Exercise inputs below:
PR #451, opened 2023-01-05
refactor: make UUID migrator use generic document

Judge40:
The migrator was based on using AbstractForm type to update the form ID, however the follow up changes to make the ID field use UUID will be a breaking change to this migrator.
Refactor the migrator to use generic Documents instead, this will avoid having to fix the implementation later. The test's will still fail to compile and will need further modification during the next steps.

TIS21-4006
TIS21-4026

### DIFF
--- a/src/test/java/uk/nhs/hee/tis/trainee/forms/migration/ConvertObjectIdsToUuidStringsTest.java
+++ b/src/test/java/uk/nhs/hee/tis/trainee/forms/migration/ConvertObjectIdsToUuidStringsTest.java
@@ -45,6 +45,7 @@ import org.mockito.ArgumentCaptor;
 import org.mockito.internal.verification.Times;
 import org.springframework.core.env.Environment;
 import org.springframework.data.mongodb.core.MongoTemplate;
+import org.springframework.data.mongodb.core.convert.MappingMongoConverter;
 import org.springframework.data.mongodb.core.query.Query;
 import org.springframework.test.util.ReflectionTestUtils;
 import uk.nhs.hee.tis.trainee.forms.dto.FormRPartADto;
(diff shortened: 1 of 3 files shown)


src/test/java/uk/nhs/hee/tis/trainee/forms/migration/ConvertObjectIdsToUuidStringsTest.java
```diff
@@ -89,6 +93,18 @@ void setUp() {
...
     when(template.getCollectionName(FormRPartB.class)).thenReturn(PART_B_COLLECTION_NAME);
+
+    MappingMongoConverter converter = mock(MappingMongoConverter.class);
+    when(converter.read(any(), any())).thenAnswer(args -> {
+      Class<? extends AbstractForm> formClass = args.getArgument(0);
+      Document document = args.getArgument(1);
+
+      AbstractForm form = formClass.getConstructor().newInstance();
+      form.setId(document.get(ID_FIELD).toString());
+      form.setTraineeTisId(document.getString(TRAINEE_ID_FIELD));
```
ReubenRobertsHEE, line 104: Is it just the two lines above that will need to be rewritten later (I assume we're not changing the DTO id to UUID as well)?

ReubenRobertsHEE (approved):
Seems fair enough if we have to tweak the tests later; nice that the migrator itself will not need modification.

src/test/java/uk/nhs/hee/tis/trainee/forms/migration/ConvertObjectIdsToUuidStringsTest.java
Judge40: Yeah, just line 103.

I'm a bit undecided about the DTO, we can change it without any issues and it doesn't technically break the contract since it gets converted to a string in the JSON response.

If we change the DTO then the API call will fail instantly if the provided ID isn't UUID compatible, if we don't change the DTO then it would fail during the conversion from DTO to Entity instead... so it really comes down to where we want validation/failure to occur.

PR #452, opened 2023-01-06
feat: migrate AbstractForm from string to UUID

Judge40:
Migrate the AbstractForm's `id` field from String to UUID based. Create a Mongock migration to find all String based IDs and perform the conversion to UUIDs in the database.

Modify the entity to use UUID and update the required classes and tests.

TIS21-4006
TIS21-4027


ReubenRobertsHEE:
I see we are going to have lots of fun from Sonar about the casing of FormRPart[x] variables 🤣

ReubenRobertsHEE (approved):
Tested locally, worked for me

PR #585, opened 2023-12-20
feat: move form in DB and S3

DorisWongNHS:
- After confirm with Naz, hard delete will be perform on the old formR record when the form is moved.
- existing methods in tis-trainee-forms intended to s handle FormR Part A & B separately, mixing with specific logics. So I try to write separate code for move form at the end
- return bad request status to the endpoint if any exceptions occur, with error description in the header. Will try to return error message in Slack with Lambda in later step

TIS21-5437
TIS21-5506


build.gradle
```diff
@@ -10,7 +10,7 @@ plugins {
 }
 
 group = "uk.nhs.hee.tis.trainee"
-version = "0.12.0"
+version = "0.11.0"
```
End of Exercise inputs.
*Your task*
Going through the listing above line by line, tally those containing "based" and state only the total.

*Solution to this problem*
2